At 03:18 PM 3/31/04 -0800, Michel Pelletier wrote:
On Wed, 2004-03-31 at 12:52, python-dev-request@python.org wrote:
Message: 6 Date: Wed, 31 Mar 2004 12:49:14 -0800 From: Guido van Rossum
Subject: Re: [Python-Dev] PEP 318: Decorators last before colon To: "Phillip J. Eby" Cc: python-dev@python.org Message-ID: <200403312049.i2VKnEi14444@guido.python.org> There appears to be a strong correlation between people who have specific use cases for decorators, and the people who want the last-before-colon syntax. Whereas, people who have few use cases (or don't like decorators at all) appear to favor syntaxes that move decorators earlier. Whether that means the "earlier" syntaxes are better or worse, I don't know. <0.5 wink>
Maybe the practitioners are so eager to have something usable that they aren't swayed as much by esthetics.
The current system with no syntax is equally usable, what's gained functionally?
It's not equally usable. It is 1) considerably more verbose, particularly in Bob's use case of long function names, and 2) hard to spot by a reader who's skimming to get an overview of a class or module.
Another discussion point occurred to me regarding interfaces and projects that use them heavily like Zope, Twisted, PEAK etc. Has the decorator syntax as proposed been evaluated in the light of these interfaces (and any future native language support for them), whose methods have no body to interpose between the definition and decorators as they exist now? I've seen the "Large Body" argument use several times in defense of the decorator syntax being before or above the definition.

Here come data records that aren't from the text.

PR #2207, opened 2020-01-14
rootfs: do not permit /proc mounts to non-directories

### LINKED ISSUE #2197: [CVE-2019-19921]: Volume mount race condition with shared mounts
Disclosed in https://github.com/opencontainers/runc/pull/2190.

Here's the original report to security@opencontainers.org:

Hi all,

an attacker who controls the container image for two containers that share a volume can race volume mounts during container initialization, by adding a symlink to the rootfs that points to a directory on the volume. The second container won't be able to see the actual mount, but it can race it by modifying the mount point on the volume.

This can be exploited for a full container breakout by racing readonly/mask mounts, allowing writes to dangerous paths like `/proc/sys/kernel/core_pattern`.

Example:

- The rootfs of container A has a symlink `/proc` -> `/evil/level1`
- Container A specifies a named volume mounted to `/evil`
- Container B, started before container A, shares this named volume and repeatedly swaps `/evil/level1` and `/evil/level1~`
- Container A mounts procfs to `/evil/level1~/level2`, but when it remounts `/proc/sys`, it does so at `/evil/level1/level2/sys`.

This can reliably be reproduced using runc and podman on Fedora 30 (takes about 0-5s to win the race for me): https://gist.github.com/leoluk/82965ad9df58247202aa0e1878439092

SELinux would ordinarily prevent the exploit by disallowing `container_t` from writing `usermodehelper_t`, but it can be disabled by symlinking `/proc/self/task/1/attr/exec` to something benign like `/proc/self/sched` (bypassing the procfs check). AppArmor can be disabled similarly.

Docker specifies the mounts in a different order and mounts procfs after it mounts the volumes, mounting over the /proc symlink, which  appears to prevent at least the /proc approach. I haven't tested other runc usage scenarios, for instance, k8s+cri-o might be vulnerable as well.

Fabian of Cure53 (in CC) created a minimal PoC that uses runc directly: https://gist.github.com/LiveOverflow/c937820b688922eb127fb760ce06dab9 

There are other container init steps after the volume mount that can be raced, obvious ones being utils.CloseExecFrom and the AppArmor/SELinux attrs but there might be others, especially in mountToRootfs (like tricking remount into mounting the rootfs as rshared if there's another volume that specifies the flag, but I haven't tried that).

This is similar to the vulnerability I reported that Adam Iwaniuk disclosed during their Dragon Sector CTF (https://github.com/opencontainers/runc/issues/2128) and a similar crun one (https://github.com/containers/crun/issues/111).

The fix for the mounts is probably what Aleksa outlined here, using /proc/self/fd to resolve the path: https://github.com/containers/crun/issues/111#issuecomment-536495867

cyphar:
mount(2) will blindly follow symlinks, which is a problem because it
allows a malicious container to trick runc into mounting /proc to an
entirely different location (and thus within the attacker's control for
a rename-exchange attack).

This is just a hotfix (to "stop the bleeding"), and the more complete
fix would be finish libpathrs and port runc to it (to avoid these types
of attacks entirely, and defend against a variety of other /proc-related
attacks). It can be bypased by someone having "/" be a volume controlled
by another container.

Fixes: CVE-2019-19921
Fixes #2197

### DIFF
--- a/libcontainer/rootfs_linux.go
+++ b/libcontainer/rootfs_linux.go
@@ -299,6 +299,18 @@ func mountToRootfs(m *configs.Mount, rootfs, mountLabel string, enableCgroupns b
 
 	switch m.Device {
 	case "proc", "sysfs":
+		// If the destination already exists and is not a directory, we bail
+		// out This is to avoid mounting through a symlink or similar -- which
+		// has been a "fun" attack scenario in the past.
+		// TODO: This won't be necessary once we switch to libpathrs and we can
+		//       stop all of these symlink-exchange attacks.
+		if fi, err := os.Lstat(dest); err != nil {
+			if !os.IsNotExist(err) {
+				return err
+			}
+		} else if fi.Mode()&os.ModeDir == 0 {
+			return fmt.Errorf("filesystem %q must be mounted on ordinary directory", m.Device)
+		}
 		if err := os.MkdirAll(dest, 0755); err != nil {
 			return err
 		}


libcontainer/rootfs_linux.go
```diff
@@ -299,6 +299,20 @@ func mountToRootfs(m *configs.Mount, rootfs, mountLabel string, enableCgroupns b
 
 	switch m.Device {
 	case "proc", "sysfs":
+		// If the destination already exists and is not a directory, we remove
+		// it. This is to avoid mounting through a symlink or similar -- which
+		// has been a "fun" attack scenario in the past.
+		// TODO: This won't be necessary once we switch to libpathrs and we can
+		//       stop all of these symlink-exchange attacks.
+		if fi, err := os.Lstat(dest); err != nil {
```
leoluk: Wouldn't there still be a TOCTOU race here?

cyphar: Yes -- but exploiting it requires `/` to be mounted in another container (because the parent directory of `/proc` and `/sys` is `/`). I'm not happy with this compromise, but the alternative patch I posted (which also didn't work) had similar limitations.

leoluk: I'm pretty sure that no container runtime even allows sharing `/`.

cyphar: Well, `runc` allows it. :wink:

libcontainer/rootfs_linux.go
```diff
@@ -299,6 +299,20 @@ func mountToRootfs(m *configs.Mount, rootfs, mountLabel string, enableCgroupns b
...
+			if !os.IsNotExist(err) {
+				return err
+			}
+		} else if fi.Mode()&os.ModeDir == 0 {
+			if err := os.Remove(dest); err != nil {
```
mrunalp: Instead of removing, should we just bail out and fail?

cyphar: Yeah that might be a better idea.

cyphar: Fixed.

giuseppe:
@cyphar I've added to crun an extra check to allow `procfs` and `sysfs` to be mounted only under the rootfs, so no `/foo/proc` to prevent the mount to happen on a volume where another container has `CAP_SYS_ADMIN` access (hopefully unlikely) and could do a `mount(MS_MOVE)` between the mount setup and the `MS_RDONLY`

cyphar:
Even given how crazy `VOLUME` is, I don't think you can trick Docker (or other such tools) into mounting `procfs` on `/foo/proc`. Also these are temporary restrictions, there's really no need to over-engineer them -- I want to drop this the second `runc` is ported to `libpathrs`.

I have seen virtually no use of decorators on interface methods in the frameworks you mention. In fact, I can't recall ever having seen a single use of decorators on interface methods. That's probably simply because the cost of using decorators is too high to waste on anything that's not part of the implementation, and the documentary value of decorators using today's syntax is poor compared to adding text to the method's docstring.